J. psicanal. vol.49 no.91 São Paulo dic. 2016

 

RESENHAS

 

Orientação profissional Coleção Clínica Psicanalítica

 

 

Sandra M. M. Loureiro

Psicóloga pela PUC-SP, mestre pelo Departamento de Psicologia da Aprendizagem do Instituto de Psicologia da USP, especialista em Orientação Profissional pelo Instituto Sedes Sapientiae, professora dos cursos de graduação e pós-graduação em Administração da PUC-SP, orientadora profissional e de carreira da "Colméia Instituição a Serviço da Juventude", São Paulo. sandra.loureiro@gmail.com

 

 

 

Autora: Maria Stella Sampaio Leite Flávio Carvalho Ferraz (Org.)
Editora: Casa do Psicólogo, São Paulo, 2015
Resenhado por: Sandra M. M. Loureiro, São Paulo

Orientação profissional é a obra de estreia de Maria Stella Sampaio Leite. O livro faz parte da Coleção Clínica Psicanalítica, dirigida por Flávio Carvalho Ferraz. Foi a convite de Flávio que Stella decidiu empreender o desafio de escrever sobre esse tema, nada comum nos horizontes clássicos da psicanálise.

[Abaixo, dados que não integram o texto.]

PR #347, opened 2021-01-02
On-chain index trackers for Uniswap, Balancer smart contracts

### LINKED ISSUE #280: Onchain contract calls in the tracker package / indexes.json
We should have a way to grab on-chain events for transformation.  

E.G.: Ampleforth price on Uniswap and volume - then do the daily VWAP or TWAP

hhio618:
### Description
What's done:
- Balancer on-chain price.
- Uniswap on-chain price.
- Update `index.go` to handle UniswapGetter, BalancerGetter index types.
- Mock on-chain calls, unittest.

### Refs
closes #280


krasi-georgiev (commented):
I just made this simple tool that can be used to generate the bindings for this Pr and simplify it. 
https://github.com/krasi-georgiev/telliot/blob/go-bindings/scripts/bindings/bindings.go (as part of this PR https://github.com/tellor-io/telliot/pull/356)
When merged should give it a try and adjust if needed to be able to generate the bindings for this PR as well.

And don't forget to add an entry in the changelog as this a noise new feature that the users should be notified about :)

pkg/tracker/uniswapTWAP.go
```diff
@@ -0,0 +1,232 @@
...
+
+	tellorCommon "github.com/tellor-io/telliot/pkg/common"
+	"github.com/tellor-io/telliot/pkg/db"
+	"github.com/tellor-io/telliot/pkg/rpc"
+	uniswapcontract "github.com/tellor-io/telliot/pkg/tracker/uniswap"
+)
+
+// UniswapPriceCumulativeLast will be used to save/load data into/from the DB, so that
+// we can minimize onchain contract calls.
+type UniswapPriceCumulativeLast struct {
```
krasi-georgiev, line 28:
```suggestion
type UniswapPriceCumulative struct {
```
I think this is infered.

pkg/tracker/uniswapTWAP.go
```diff
@@ -0,0 +1,232 @@
...
+	Price0CumulativeLast string
```
krasi-georgiev, line 29:
```suggestion
	PriceCumulative string
```

pkg/tracker/uniswapTWAP.go
```diff
@@ -0,0 +1,232 @@
...
+	Decimals             uint8
+	Decimals0            uint8
+	Decimals1            uint8
+	TimestampLast        uint32
+	CalculatedPrice0Last float64
```
krasi-georgiev, line 34:
```suggestion
	PriceTWAP float64
```

pkg/tracker/uniswapTWAP.go
```diff
@@ -0,0 +1,232 @@
...
+)
+
+// UniswapPriceCumulativeLast will be used to save/load data into/from the DB, so that
+// we can minimize onchain contract calls.
+type UniswapPriceCumulativeLast struct {
+	Price0CumulativeLast string
+	Decimals             uint8
+	Decimals0            uint8
+	Decimals1            uint8
+	TimestampLast        uint32
```
krasi-georgiev, line 33:
```suggestion
	Timestamp        uint32
```

pkg/tracker/uniswapTWAP.go
```diff
@@ -0,0 +1,232 @@
...
+	DB := ctx.Value(tellorCommon.DBContextKey).(db.DB)
+
+	// getting price cumulative last onchain.
+	priceCumulativeLast, err := u.getCumulativePriceLast()
+	if err != nil {
+		return nil, errors.Wrap(err, "getting price cumulative last")
+	}
+	// Try to get previous price0Cumulative, timestamp from DB so that we minimize contract calls.
+	var priceCumulative *UniswapPriceCumulativeLast
+	priceCumulative, err = u.pullPriceFromDB(DB)
```
krasi-georgiev, line 75:
```suggestion
	priceCache, err = u.pullPriceFromDB(DB)
```

Later this will make it more clear to understand the logic like
`price.Timestamp == priceCache.Timestamp`

pkg/tracker/uniswapTWAP.go
```diff
@@ -0,0 +1,232 @@
...
+	if err != nil {
+		return nil, errors.Wrap(err, "getting price cumulative from DB")
+	}
+	// Return the price data based on conditions.
+	var priceData []float64
+	if priceCumulative == nil {
+		priceData = []float64{0}
+
+	} else if priceCumulative.Price0CumulativeLast == priceCumulativeLast.Price0CumulativeLast {
```
krasi-georgiev, line 84: Why not just compare the timestamp to make it more explicit what is happening here?
```suggestion
	} else if price.Timestamp == priceCache.Timestamp {
```

pkg/tracker/uniswapTWAP.go
```diff
@@ -0,0 +1,232 @@
...
+	}
+	// Try to get previous price0Cumulative, timestamp from DB so that we minimize contract calls.
+	var priceCumulative *UniswapPriceCumulativeLast
+	priceCumulative, err = u.pullPriceFromDB(DB)
+	if err != nil {
+		return nil, errors.Wrap(err, "getting price cumulative from DB")
+	}
+	// Return the price data based on conditions.
+	var priceData []float64
+	if priceCumulative == nil {
```
krasi-georgiev, line 81: This doesn't look right - when the db doesn't return any price it should fall back to get it from uniswap right?

pkg/tracker/uniswapTWAP.go
```diff
@@ -0,0 +1,232 @@
...
+		priceData = []float64{0}
```
krasi-georgiev, line 82: This doesn't look right - when the db doesn't return any price it should fall back to get it from uniswap right?

pkg/tracker/balancer.go
```diff
@@ -0,0 +1,137 @@
...
+	// use balancer pool own GetSpotPrice to minimize onchain calls.
+	price, err := b.getSpotPrice(pair)
+	if err != nil {
+		return nil, errors.Wrap(err, "getting price info from balancer pool")
+	}
+	// Output to index tracker.
+	return json.Marshal([]float64{price})
+}
+
+func (b *BalancerGetter) getPair() (pair *BalancerPair, err error) {
```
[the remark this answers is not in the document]
hhio618: Very good point!

krasi-georgiev (commented):
.

pkg/tracker/uniswapTWAP.go
hhio618: Yeah, agree!

pkg/tracker/uniswapTWAP.go
hhio618: This is needed for calculating a TWAP price according to Uniswap docs. 
In the time when there is no previous price, we can either return zero and calculate the price on the next call or look back into previous blocks and pick another block for our calculations! 

Which one do you think is best?

pkg/tracker/uniswap.go
```diff
@@ -0,0 +1,168 @@
...
+
+func (u *Uniswap) getSpotPrice() (*big.Float, error) {
+	var pairContract *uniswap.IUniswapV2PairCaller
+	var err error
+	pairContract, err = uniswap.NewIUniswapV2PairCaller(common.HexToAddress(u.address), u.client)
+	if err != nil {
+		return nil, errors.Wrap(err, "getting pair contract")
+	}
+
+	// ensure that there's liquidity in the pair.
```
krasi-georgiev, line 66:
```suggestion
	// Ensure that there's liquidity in the pair.
```

pkg/rpc/mock.go
```diff
@@ -45,6 +57,16 @@ type CurrentChallenge struct {
 	Tip           *big.Int
 }
 
+// CurrentReserves holds details about the current reserves on the uniswap pair contract.
+// Note: Each Uniswap smart contract, or pair, manages a liquidity pool made up of reserves of two ERC-20 tokens.
```
krasi-georgiev, line 61: Reserve here is how much liquidity is in the pool? If yes please add this extra details.

scripts/bindings/bindings.go
```diff
@@ -62,17 +80,36 @@ func generate(address string, contractFPath string) {
 		log.Fatal(err)
 	}
 
-	if err := ioutil.WriteFile(contractFPath, []byte(src[0].SourceCode), os.ModePerm); err != nil {
+	var contractFiles = []string{contractFPath}
```
krasi-georgiev, line 83: Let's extract the solc detection and  download into a separate func to make this one shorter and keep functions with single-purpose scope.

pkg/tracker/ampl_test.go
```diff
@@ -41,6 +41,10 @@ func TestAmpl(t *testing.T) {
 	indexers = append(indexers, amplBtcTrackers...)
 	for i := 0; i < 288; i++ {
 		for _, indexer := range indexers {
+			// Ignore on-chain trackers, as they could be tested in other test cases.
+			if strings.Contains(indexer.Identifier, "ethereum:") {
```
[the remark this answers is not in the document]
hhio618: I can fix this by adding a Type field to the IndexTracker struct.

scripts/bindings/bindings.go
hhio618: Done!

pkg/tracker/index.go
```diff
@@ -160,27 +172,27 @@ type IndexTracker struct {
 }
 
 type DataSource interface {
-	Get() ([]byte, error)
+	Get(ctx context.Context) ([]byte, error)
```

Psicóloga pela PUC-SP e psicanalista pelo Instituto Sedes Sapientiae e a Sociedade Brasileira de Psicanálise de São Paulo, da qual é membro, Stella descortina nessa obra um panorama teórico e prático da orientação profissional, sob o prisma de sua experiência de quase três décadas como orientadora e psicanalista.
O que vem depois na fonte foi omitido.